**TASK DETAILS**
Please report every line of the listing below that has the word "property" in it.

**GIVEN INFORMATION**
PR #830, opened 2014-02-06
Ajs iterator refresh

andrewjstone:
Support iterator_refresh option for eleveldb backend

### DIFF
--- a/src/riak_kv_eleveldb_backend.erl
+++ b/src/riak_kv_eleveldb_backend.erl
@@ -59,7 +59,8 @@
 -endif.
 
 -define(API_VERSION, 1).
--define(CAPABILITIES, [async_fold, indexes, index_reformat, size]).
+-define(CAPABILITIES, [async_fold, indexes, index_reformat, size,
+        iterator_refresh]).
 -define(FIXED_INDEXES_KEY, fixed_indexes).
 
 -record(state, {ref :: reference(),
@@ -466,9 +467,15 @@ fold_objects(FoldObjectsFun, Acc, Opts, #state{fold_opts=FoldOpts,
            true            -> undefined
         end,
 
+    IteratorRefresh =
+        case lists:keyfind(iterator_refresh, 1, Opts) of
+            false -> [];
+            Tuple -> [Tuple]
+        end,
+
     %% Set up the fold...
     FirstKey = to_first_key(Limiter),
-    FoldOpts1 = [{first_key, FirstKey} | FoldOpts],
+    FoldOpts1 = IteratorRefresh ++ [{first_key, FirstKey} | FoldOpts],
     FoldFun = fold_objects_fun(FoldObjectsFun, Limiter),
 
     ObjectFolder =
--- a/src/riak_kv_eleveldb_backend.erl
+++ b/src/riak_kv_eleveldb_backend.erl
@@ -41,6 +41,7 @@
          fold_keys/4,
          fold_objects/4,
          fold_indexes/4,
+         handoff_started/2,
          is_empty/1,
          status/1,
          callback/3]).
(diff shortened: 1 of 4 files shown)


andrewjstone:
Should be merged with these other PRs:
- https://github.com/basho/riak_core/pull/520
- https://github.com/basho/riak_repl/pull/521

jrwest:
discussed in hipchat: the `riak_kv_multi_backend` should probably have the option wired up for level backends

reiddraper:
> discussed in hipchat: the riak_kv_multi_backend should probably have the option wired up for level backends

Anything the Riak CS multibackend needs to have done then?

andrewjstone:
TBH I'm actually a little confused about what needs to be done for
multi-backends considering only leveldb actually handles the option. It
looks like capabilities are inherited from the sub-backends so that likely
isn't it. Maybe a mumble to cover it.

jrwest:
@reiddraper i think the cs backend would need updating as well

jrwest:
mumbled w/ @andrewjstone about this a bit. Using https://github.com/basho/riak_kv/blob/develop/src/riak_kv_multi_backend.erl#L55 it should be possible for the multi-backend to just advertise the capability and pass it blindly to the sub-backends -- assuming the other sub-backends (memory and bitcask) just ignore the option while level uses it. Otherwise, the code will have to be further modified to check the capability of the sub-backend _again_ when determining whether or not to pass the option.

jrwest:
as discussed on hipchat, the commit I pushed addresses the issue that riak_core shouldn't be passing riak_kv backend specific options.

jrwest:
some comments regarding the implications of this change:

handoff:
- point-in-time-snapshots are not something assumed by handoff -- see memory backend
- [`riak_kv_eleveldb_backend:data_size/1`](https://github.com/basho/riak_kv/blob/ajs-iterator-refresh/src/riak_kv_eleveldb_backend.erl#L547) may no longer be a very accurate estimate given it is only called when the handoff is started. This was fine when leveldb iterators were not refreshed but with this change its possible that more or less data than the initial estimate will be iterated over. We could modify `riak_kv_eleveldb_backend:data_size/1` to work like [`riak_kv_memory_backend:data_size/1`](https://github.com/basho/riak_kv/blob/develop/src/riak_kv_memory_backend.erl#L396-L404), which allows the estimate to be periodically updated when the backend does not provide snapshot iteration. The problem with this is how we estimate the data size for leveldb is not tied in any way to the refreshed iterators and the time the estimate is queried may not be in sync with the refresh leading to a pretty inaccurate estimate.
- It is already known that handoff may cause false siblings (link needed), and its suspected that this change will increase that possibility
- Following with the above, the chance of handoff failing (in delete heavy workloads) slightly increases as well because iterator refresh may fail. We need to verify that this failure does not crash the vnode. handoff can tolerate this failure because it will be rescheduled, but this further increases the chance of false siblings

AAE: @jtuple thinks it should be fine

rzezeski:
> Following with the above, the chance of handoff failing (in delete heavy workloads) slightly increases as well because iterator refresh may fail. We need to verify that this failure does not crash the vnode. handoff can tolerate this failure because it will be rescheduled, but this further increases the chance of false siblings

This should be taken very seriously as restarting handoff for large partitions is very costly and can aggravate users. If the probability of iterator refresh failing is high enough then bigger partitions fail to completely handoff indefinitely wasting precious disk and network I/O and space. I was reminded of just how painful this "start from the beginning" behavior is recently when talking with Kyle about his handoff woes. If the probability of iterator refresh failure is low and we truly are not worried about it then so be it but this could prove very painful otherwise.

jrwest:
As I understand it, the probability is assumed to be very low, and can be made lower with additional changes planned for a future release. I'd like to get a better idea of how likely it is before my +1. I have to think about it a bit more, but I can imagine some degenerate case like users who load and then delete a bunch of data repeatedly; it is not unheard of, albeit not the best model.

jrwest:
I had a chance to speak with @matthewvon and apparently this is not actually an issue. The `Seek()` API will not fail as originally expected.

rzezeski:
> I had a chance to speak with @matthewvon and apparently this is not actually an issue. The Seek() API will not fail as originally expected.

Great.

jrwest:
I'm +1 on this. The only outstanding "known issue" is the `riak-admin transfers` data size estimation is going to be off for `eleveldb` a bit more than we'd like. Against the benefits of this change, I say we merge and either open an issue or make a note in the release notes (or both).

andrewjstone:
#852 merged instead

PR #126, opened 2014-05-11
Handlebars recipe

callumlocke:


codeofsumit:
I get the following error when following this recipe:

```
ncaught Error: Template was precompiled with an older version of Handlebars than the current runtime. Please update your precompiler to a newer version (>= 4.0.0) or downgrade your runtime to an older version (>= 2.0.0-beta.1).
```

I'm not (don't want to) use any precompilation and I'm note sure where that comes from actually.
Any ideas what might have changed that isn't reflected in the recipe yet?

silvenon:
@codeofsumit can you open an issue?

codeofsumit:
sure thing, #480

PR #266, opened 2015-02-03
Added woff2 to the list of font files to seek

doublemarked:
The Bootstrap 3 package references a woff2 file for glyphicons, but the gulpfile was not including this extension in its font bundle.


silvenon:
Good catch, thanks! :+1:

PR #268, opened 2015-02-05
Remove `minimal-ui` viewport property

arthurvr:
The `minimal-ui` viewport property was introduced in iOS 7.1, but is no longer supported in iOS 8.

Ref https://developer.apple.com/library/prerelease/ios/releasenotes/General/RN-iOSSDK-8.0/#//apple_ref/doc/uid/TP40014223-CH1-SW83

### DIFF
--- a/app/templates/index.html
+++ b/app/templates/index.html
@@ -3,7 +3,7 @@
   <head>
     <meta charset="utf-8">
     <meta name="description" content="">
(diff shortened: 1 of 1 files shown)


arthurvr:
Again, no idea why tests are failing for this one.

silvenon:
I broke the tests a while ago, so it's not your fault. I'll fix those ASAP.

**RESPONSE TO THE EXERCISE**
Remove `minimal-ui` viewport property
The `minimal-ui` viewport property was introduced in iOS 7.1, but is no longer supported in iOS 8.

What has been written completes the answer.